:: DATASET EXCERPTS ::
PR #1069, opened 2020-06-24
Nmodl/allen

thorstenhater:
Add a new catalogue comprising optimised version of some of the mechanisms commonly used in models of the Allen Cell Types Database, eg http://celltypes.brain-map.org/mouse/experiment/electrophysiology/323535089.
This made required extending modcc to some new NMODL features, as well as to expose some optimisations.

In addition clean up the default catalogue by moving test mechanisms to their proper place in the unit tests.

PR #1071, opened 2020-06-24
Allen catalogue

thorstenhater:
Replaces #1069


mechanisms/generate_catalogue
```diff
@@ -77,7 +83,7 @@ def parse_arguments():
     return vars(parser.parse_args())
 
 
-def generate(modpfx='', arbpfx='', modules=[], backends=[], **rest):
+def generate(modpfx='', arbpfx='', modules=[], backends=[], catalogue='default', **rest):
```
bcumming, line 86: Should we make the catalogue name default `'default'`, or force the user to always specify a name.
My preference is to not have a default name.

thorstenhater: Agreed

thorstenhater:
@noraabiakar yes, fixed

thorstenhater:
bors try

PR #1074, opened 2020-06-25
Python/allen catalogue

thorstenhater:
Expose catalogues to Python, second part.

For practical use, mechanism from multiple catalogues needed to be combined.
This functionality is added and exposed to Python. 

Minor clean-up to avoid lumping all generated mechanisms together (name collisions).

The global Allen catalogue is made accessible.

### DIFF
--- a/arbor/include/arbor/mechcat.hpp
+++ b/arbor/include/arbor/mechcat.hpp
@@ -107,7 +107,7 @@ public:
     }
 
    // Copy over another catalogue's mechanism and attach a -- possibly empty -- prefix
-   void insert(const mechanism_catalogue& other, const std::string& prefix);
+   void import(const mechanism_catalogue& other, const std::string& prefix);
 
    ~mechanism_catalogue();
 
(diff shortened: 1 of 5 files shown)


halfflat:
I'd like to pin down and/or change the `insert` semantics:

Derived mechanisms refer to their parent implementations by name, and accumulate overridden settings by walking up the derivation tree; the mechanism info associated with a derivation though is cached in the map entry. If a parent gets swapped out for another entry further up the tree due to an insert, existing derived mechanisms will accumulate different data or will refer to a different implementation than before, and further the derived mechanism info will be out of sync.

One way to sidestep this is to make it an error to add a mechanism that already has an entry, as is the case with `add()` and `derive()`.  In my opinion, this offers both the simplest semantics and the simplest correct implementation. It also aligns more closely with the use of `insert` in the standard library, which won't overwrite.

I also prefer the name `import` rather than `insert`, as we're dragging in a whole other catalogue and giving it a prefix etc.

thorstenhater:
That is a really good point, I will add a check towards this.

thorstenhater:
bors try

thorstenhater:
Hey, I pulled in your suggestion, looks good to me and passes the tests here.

...

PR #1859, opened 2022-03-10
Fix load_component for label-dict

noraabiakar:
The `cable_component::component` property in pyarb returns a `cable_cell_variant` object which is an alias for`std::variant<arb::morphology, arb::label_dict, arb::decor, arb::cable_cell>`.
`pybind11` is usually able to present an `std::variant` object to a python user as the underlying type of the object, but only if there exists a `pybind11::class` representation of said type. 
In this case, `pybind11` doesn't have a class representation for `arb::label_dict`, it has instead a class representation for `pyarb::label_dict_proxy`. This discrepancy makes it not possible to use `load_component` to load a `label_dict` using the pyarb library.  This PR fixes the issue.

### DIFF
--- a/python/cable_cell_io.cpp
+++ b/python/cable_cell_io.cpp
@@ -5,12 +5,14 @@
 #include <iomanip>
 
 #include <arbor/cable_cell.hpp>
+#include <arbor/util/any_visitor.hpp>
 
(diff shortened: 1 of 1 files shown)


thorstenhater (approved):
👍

==

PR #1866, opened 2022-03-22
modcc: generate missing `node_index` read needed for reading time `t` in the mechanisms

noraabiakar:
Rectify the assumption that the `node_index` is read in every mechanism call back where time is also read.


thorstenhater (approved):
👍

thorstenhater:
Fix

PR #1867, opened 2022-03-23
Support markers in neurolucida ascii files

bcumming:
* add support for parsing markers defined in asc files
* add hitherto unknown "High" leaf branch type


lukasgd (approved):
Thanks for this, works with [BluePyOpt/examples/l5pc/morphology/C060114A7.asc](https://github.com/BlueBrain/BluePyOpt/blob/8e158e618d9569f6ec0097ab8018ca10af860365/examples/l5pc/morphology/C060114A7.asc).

:: PROBLEM REQUIREMENTS ::
Which lines above contain the word "clean"? List them.

:: TASK ANSWER ::
In addition clean up the default catalogue by moving test mechanisms to their proper place in the unit tests.
Minor clean-up to avoid lumping all generated mechanisms together (name collisions).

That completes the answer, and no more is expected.